## Exercise brief
When the line with "screenshot_20190226_141115" appears below, start repeating lines exactly, and keep going through the line with "Can I merge it?"; add nothing outside that span.

+ + + + + + +

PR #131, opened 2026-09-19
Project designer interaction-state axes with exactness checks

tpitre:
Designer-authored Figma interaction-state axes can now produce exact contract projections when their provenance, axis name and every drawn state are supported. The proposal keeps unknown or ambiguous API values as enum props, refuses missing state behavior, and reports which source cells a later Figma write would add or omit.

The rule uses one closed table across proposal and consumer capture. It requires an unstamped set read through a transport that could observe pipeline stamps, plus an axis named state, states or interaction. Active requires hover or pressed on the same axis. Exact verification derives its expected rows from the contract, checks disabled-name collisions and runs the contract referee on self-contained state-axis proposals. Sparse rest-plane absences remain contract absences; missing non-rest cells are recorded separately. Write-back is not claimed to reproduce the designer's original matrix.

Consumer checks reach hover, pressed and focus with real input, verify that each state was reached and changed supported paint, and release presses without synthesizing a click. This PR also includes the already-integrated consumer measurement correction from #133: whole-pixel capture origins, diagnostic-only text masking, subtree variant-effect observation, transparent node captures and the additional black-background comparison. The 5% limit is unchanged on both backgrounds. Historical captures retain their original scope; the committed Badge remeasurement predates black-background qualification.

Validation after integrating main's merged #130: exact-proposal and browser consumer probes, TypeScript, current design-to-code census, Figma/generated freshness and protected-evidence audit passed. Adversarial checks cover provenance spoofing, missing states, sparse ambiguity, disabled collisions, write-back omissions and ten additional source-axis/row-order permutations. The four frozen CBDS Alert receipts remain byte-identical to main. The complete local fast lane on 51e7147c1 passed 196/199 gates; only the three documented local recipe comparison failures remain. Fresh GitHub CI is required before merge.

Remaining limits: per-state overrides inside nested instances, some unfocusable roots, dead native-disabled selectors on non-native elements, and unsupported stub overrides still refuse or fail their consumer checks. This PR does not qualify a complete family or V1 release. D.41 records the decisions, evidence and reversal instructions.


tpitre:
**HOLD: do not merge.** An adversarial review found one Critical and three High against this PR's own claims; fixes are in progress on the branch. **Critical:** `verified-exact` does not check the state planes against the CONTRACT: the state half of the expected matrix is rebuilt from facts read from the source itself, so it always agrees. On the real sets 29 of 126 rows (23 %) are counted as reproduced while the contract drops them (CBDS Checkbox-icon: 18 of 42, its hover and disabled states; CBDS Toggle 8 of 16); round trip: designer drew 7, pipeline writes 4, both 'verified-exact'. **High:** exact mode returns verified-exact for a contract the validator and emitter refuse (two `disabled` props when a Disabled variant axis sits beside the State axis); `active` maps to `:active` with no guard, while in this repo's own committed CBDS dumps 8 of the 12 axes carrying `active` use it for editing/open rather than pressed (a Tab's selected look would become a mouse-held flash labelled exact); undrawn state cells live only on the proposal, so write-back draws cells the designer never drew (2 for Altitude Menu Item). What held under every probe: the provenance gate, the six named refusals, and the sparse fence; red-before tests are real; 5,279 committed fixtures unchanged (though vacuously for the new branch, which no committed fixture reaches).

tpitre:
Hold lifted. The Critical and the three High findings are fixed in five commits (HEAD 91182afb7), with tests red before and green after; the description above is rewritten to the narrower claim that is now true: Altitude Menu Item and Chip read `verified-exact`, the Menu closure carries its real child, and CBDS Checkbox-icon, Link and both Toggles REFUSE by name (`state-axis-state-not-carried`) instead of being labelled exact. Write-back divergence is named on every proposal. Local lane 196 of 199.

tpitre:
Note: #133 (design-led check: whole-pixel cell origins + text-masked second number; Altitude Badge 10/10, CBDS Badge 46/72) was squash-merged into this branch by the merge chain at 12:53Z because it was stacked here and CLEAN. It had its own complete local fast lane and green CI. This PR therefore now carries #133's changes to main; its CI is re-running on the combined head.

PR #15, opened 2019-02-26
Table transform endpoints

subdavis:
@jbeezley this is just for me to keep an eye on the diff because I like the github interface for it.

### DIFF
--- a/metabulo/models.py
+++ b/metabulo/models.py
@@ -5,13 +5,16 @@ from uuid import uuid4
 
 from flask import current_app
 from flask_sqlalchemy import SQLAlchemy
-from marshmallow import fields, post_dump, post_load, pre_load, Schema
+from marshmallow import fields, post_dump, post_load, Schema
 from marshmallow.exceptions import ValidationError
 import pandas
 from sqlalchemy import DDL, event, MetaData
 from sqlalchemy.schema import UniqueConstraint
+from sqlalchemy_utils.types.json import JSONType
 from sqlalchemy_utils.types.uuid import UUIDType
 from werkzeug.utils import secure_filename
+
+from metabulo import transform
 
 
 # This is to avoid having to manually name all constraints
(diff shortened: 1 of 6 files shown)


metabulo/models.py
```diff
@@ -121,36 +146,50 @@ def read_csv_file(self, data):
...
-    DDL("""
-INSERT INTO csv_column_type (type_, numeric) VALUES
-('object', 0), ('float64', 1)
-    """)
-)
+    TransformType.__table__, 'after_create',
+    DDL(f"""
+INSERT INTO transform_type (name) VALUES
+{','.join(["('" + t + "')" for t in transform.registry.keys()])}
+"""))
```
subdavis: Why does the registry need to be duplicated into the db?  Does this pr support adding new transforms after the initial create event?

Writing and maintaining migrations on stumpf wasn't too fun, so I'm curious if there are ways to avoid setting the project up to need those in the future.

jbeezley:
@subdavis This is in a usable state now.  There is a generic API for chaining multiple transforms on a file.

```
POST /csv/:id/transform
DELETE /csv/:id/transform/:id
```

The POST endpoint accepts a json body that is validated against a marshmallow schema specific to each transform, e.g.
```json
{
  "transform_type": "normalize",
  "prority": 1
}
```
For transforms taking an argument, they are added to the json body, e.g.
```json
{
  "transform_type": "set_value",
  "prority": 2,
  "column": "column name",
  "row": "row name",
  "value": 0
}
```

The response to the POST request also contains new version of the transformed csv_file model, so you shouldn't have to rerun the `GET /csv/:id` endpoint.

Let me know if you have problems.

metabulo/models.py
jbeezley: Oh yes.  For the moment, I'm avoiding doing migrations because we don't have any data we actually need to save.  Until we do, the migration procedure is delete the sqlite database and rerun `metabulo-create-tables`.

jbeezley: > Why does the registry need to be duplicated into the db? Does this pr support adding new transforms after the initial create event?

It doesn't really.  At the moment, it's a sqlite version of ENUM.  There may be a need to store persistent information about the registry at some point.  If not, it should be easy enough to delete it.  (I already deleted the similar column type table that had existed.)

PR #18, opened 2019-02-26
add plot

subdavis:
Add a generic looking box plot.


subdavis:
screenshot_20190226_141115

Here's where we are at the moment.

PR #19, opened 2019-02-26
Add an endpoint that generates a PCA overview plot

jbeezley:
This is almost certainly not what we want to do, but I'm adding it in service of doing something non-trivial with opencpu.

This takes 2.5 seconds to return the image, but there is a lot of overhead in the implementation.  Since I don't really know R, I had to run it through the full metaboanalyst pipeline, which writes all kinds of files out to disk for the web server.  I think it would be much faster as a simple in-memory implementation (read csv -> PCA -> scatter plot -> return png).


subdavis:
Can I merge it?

+ + + + + + +

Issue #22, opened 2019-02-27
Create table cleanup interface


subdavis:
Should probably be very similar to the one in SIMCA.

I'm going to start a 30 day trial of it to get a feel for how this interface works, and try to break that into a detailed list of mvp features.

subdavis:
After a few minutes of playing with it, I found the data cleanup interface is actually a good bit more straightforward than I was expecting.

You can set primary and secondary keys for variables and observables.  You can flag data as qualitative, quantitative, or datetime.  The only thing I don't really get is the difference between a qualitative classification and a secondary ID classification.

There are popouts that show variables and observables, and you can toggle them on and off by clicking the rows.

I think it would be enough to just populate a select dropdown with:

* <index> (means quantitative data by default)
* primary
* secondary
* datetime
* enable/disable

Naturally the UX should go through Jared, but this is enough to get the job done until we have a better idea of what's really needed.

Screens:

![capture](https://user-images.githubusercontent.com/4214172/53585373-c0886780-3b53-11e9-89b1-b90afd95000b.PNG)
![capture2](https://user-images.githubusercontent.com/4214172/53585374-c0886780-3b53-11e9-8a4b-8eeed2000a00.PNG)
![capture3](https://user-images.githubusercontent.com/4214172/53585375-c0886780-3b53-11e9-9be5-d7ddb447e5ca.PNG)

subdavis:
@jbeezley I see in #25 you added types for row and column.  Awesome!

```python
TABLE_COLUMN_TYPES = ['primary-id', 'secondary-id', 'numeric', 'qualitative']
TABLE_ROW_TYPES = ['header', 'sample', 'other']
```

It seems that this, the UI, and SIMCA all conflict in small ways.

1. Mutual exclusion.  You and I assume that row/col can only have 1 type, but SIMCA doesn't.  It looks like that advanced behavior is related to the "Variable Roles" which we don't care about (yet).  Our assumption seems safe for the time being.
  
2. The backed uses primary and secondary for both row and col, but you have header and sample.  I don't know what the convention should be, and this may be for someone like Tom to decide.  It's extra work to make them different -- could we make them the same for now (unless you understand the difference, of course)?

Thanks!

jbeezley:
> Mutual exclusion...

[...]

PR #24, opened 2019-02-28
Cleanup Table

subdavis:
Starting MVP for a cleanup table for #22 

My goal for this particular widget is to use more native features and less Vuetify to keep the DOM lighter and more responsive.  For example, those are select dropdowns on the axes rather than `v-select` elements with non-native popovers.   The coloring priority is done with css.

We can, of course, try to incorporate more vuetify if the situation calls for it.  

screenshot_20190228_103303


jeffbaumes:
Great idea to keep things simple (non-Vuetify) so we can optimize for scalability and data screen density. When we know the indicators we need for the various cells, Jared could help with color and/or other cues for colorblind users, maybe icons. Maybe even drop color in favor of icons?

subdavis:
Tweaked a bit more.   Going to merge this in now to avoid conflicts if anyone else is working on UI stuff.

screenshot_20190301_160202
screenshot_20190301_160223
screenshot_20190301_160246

+ + + + + + +

## Exercise answer
screenshot_20190226_141115

Here's where we are at the moment.

PR #19, opened 2019-02-26
Add an endpoint that generates a PCA overview plot

jbeezley:
This is almost certainly not what we want to do, but I'm adding it in service of doing something non-trivial with opencpu.

This takes 2.5 seconds to return the image, but there is a lot of overhead in the implementation.  Since I don't really know R, I had to run it through the full metaboanalyst pipeline, which writes all kinds of files out to disk for the web server.  I think it would be much faster as a simple in-memory implementation (read csv -> PCA -> scatter plot -> return png).


subdavis:
Can I merge it?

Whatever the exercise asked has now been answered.